Problem
Copy every line of the records that includes the word "oqpy".

[Dataset entries]
┄┄┄┄┄┄┄┄┄┄┄┄┄┄┄┄┄┄┄┄
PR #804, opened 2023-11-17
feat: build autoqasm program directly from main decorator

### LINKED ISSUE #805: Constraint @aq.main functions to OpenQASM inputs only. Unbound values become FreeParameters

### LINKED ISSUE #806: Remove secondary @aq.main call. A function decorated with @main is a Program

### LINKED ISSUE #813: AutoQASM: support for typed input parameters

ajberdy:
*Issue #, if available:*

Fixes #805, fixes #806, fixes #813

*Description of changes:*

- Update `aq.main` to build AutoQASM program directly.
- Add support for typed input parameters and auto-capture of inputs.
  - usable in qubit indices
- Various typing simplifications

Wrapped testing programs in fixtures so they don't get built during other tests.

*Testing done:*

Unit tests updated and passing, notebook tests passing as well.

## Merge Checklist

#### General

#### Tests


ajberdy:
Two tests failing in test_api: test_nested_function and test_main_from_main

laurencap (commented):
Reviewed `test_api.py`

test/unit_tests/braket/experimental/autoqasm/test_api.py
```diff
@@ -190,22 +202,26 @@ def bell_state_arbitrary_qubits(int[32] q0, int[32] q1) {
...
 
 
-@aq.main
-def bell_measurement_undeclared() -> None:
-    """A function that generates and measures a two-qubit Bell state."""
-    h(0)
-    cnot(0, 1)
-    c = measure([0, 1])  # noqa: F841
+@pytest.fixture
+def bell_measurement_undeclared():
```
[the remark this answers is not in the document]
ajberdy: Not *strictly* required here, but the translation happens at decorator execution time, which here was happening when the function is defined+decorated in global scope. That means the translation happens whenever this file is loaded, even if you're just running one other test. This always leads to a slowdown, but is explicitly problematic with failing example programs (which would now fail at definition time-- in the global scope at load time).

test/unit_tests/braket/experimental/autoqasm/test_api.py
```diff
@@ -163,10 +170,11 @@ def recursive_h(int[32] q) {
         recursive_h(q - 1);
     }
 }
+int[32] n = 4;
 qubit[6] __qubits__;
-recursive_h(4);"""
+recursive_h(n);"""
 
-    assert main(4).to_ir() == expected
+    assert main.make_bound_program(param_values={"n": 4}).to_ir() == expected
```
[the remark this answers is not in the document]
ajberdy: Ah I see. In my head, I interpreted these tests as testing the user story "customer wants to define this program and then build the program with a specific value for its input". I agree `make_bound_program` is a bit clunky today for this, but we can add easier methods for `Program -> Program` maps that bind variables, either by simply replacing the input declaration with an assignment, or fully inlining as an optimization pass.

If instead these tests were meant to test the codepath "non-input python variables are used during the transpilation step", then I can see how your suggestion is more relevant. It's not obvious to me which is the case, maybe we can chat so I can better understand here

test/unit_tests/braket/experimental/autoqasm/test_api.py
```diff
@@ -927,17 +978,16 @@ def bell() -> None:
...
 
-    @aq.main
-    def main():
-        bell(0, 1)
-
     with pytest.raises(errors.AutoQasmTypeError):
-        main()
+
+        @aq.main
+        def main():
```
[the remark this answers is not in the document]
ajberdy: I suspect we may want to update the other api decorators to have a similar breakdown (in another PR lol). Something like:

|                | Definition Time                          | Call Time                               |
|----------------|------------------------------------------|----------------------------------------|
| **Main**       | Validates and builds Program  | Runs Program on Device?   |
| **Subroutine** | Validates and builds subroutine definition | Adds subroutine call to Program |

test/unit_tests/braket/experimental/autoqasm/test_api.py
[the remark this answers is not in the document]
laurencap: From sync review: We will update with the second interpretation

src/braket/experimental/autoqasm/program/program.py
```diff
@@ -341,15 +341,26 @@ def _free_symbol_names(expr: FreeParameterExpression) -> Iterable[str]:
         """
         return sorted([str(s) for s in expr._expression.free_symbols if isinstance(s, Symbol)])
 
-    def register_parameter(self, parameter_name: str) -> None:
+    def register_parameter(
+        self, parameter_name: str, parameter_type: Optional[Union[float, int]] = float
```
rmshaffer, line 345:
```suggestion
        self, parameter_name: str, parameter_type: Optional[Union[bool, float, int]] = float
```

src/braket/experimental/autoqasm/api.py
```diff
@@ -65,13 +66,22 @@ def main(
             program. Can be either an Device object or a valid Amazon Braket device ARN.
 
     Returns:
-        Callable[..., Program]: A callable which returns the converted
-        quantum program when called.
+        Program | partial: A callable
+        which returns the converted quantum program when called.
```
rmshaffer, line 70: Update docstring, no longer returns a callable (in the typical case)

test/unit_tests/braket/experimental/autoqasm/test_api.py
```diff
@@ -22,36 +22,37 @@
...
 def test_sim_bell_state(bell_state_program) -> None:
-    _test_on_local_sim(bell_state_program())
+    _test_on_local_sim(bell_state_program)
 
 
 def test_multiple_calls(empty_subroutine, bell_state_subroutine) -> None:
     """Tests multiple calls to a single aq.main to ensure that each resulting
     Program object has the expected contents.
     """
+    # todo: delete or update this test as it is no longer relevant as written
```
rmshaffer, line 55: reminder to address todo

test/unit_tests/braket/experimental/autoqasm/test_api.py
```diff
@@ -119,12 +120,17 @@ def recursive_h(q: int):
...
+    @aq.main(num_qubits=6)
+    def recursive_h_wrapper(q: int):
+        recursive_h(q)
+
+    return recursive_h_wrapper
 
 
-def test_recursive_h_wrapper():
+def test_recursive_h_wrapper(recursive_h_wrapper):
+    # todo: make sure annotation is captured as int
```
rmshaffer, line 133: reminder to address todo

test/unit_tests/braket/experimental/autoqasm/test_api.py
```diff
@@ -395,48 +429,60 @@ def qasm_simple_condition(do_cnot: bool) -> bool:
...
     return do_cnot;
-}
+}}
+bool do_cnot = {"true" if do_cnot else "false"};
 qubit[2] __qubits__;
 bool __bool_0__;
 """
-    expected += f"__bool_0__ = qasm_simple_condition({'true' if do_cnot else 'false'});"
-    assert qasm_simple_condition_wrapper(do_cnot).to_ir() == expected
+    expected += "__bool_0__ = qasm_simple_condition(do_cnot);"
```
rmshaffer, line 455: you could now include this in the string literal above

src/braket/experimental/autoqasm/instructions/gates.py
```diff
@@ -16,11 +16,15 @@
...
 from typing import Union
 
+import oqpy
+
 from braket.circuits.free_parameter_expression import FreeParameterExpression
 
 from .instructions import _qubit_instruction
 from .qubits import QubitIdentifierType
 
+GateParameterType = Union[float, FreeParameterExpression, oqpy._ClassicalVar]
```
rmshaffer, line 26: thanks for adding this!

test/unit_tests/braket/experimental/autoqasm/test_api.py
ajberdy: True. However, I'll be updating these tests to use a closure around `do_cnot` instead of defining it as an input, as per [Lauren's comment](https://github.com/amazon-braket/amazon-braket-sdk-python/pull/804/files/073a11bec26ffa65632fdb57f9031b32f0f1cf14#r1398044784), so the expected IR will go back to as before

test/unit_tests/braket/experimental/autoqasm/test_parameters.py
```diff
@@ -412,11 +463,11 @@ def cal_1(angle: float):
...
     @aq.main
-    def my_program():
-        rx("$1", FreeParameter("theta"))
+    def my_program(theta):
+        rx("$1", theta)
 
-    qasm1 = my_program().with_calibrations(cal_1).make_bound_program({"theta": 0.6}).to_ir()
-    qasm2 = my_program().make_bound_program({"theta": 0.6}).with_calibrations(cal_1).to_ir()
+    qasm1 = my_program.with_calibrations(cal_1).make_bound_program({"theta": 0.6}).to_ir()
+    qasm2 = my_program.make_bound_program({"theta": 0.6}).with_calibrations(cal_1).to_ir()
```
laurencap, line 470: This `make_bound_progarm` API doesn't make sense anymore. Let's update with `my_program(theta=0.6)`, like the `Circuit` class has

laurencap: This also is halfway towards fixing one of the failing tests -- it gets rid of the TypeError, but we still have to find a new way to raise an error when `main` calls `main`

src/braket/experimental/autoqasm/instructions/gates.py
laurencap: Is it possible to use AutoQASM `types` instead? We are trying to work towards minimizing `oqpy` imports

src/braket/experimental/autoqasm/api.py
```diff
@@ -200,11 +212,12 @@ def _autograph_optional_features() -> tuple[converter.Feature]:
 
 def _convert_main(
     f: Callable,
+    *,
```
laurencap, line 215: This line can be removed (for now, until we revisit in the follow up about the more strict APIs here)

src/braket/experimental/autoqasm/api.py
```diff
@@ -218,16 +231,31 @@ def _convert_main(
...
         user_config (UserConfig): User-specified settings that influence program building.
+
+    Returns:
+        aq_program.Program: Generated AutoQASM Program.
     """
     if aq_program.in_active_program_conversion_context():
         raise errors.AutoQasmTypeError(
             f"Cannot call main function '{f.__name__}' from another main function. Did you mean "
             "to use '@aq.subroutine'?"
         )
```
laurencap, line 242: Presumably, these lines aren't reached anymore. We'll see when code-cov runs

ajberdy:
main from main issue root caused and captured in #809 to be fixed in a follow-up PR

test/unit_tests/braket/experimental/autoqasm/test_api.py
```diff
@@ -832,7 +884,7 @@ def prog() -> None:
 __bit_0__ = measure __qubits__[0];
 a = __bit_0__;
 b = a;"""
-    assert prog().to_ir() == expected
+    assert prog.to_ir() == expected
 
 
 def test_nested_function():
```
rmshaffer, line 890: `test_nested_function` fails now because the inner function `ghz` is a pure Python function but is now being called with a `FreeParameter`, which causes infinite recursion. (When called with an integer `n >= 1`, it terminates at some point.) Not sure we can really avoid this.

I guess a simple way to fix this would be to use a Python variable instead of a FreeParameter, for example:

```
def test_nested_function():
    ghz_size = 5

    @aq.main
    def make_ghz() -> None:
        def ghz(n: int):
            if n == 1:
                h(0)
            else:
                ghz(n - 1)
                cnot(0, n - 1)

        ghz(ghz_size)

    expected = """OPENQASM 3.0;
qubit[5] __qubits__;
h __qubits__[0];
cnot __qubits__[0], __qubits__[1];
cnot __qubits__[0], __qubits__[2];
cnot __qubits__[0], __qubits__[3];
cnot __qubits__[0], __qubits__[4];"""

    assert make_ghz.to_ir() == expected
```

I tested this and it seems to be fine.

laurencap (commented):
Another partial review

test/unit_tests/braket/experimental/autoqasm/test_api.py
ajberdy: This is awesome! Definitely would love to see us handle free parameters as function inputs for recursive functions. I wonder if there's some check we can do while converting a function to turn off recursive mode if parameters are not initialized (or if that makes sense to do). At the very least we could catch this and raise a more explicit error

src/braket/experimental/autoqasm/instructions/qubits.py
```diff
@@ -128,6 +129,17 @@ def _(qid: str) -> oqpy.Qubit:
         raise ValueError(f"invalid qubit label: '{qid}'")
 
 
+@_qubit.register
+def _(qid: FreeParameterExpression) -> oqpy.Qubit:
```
┄┄┄┄┄┄┄┄┄┄┄┄┄┄┄┄┄┄┄┄
Answer to this problem
+import oqpy
+GateParameterType = Union[float, FreeParameterExpression, oqpy._ClassicalVar]
laurencap: Is it possible to use AutoQASM `types` instead? We are trying to work towards minimizing `oqpy` imports
@@ -128,6 +129,17 @@ def _(qid: str) -> oqpy.Qubit:
+def _(qid: FreeParameterExpression) -> oqpy.Qubit:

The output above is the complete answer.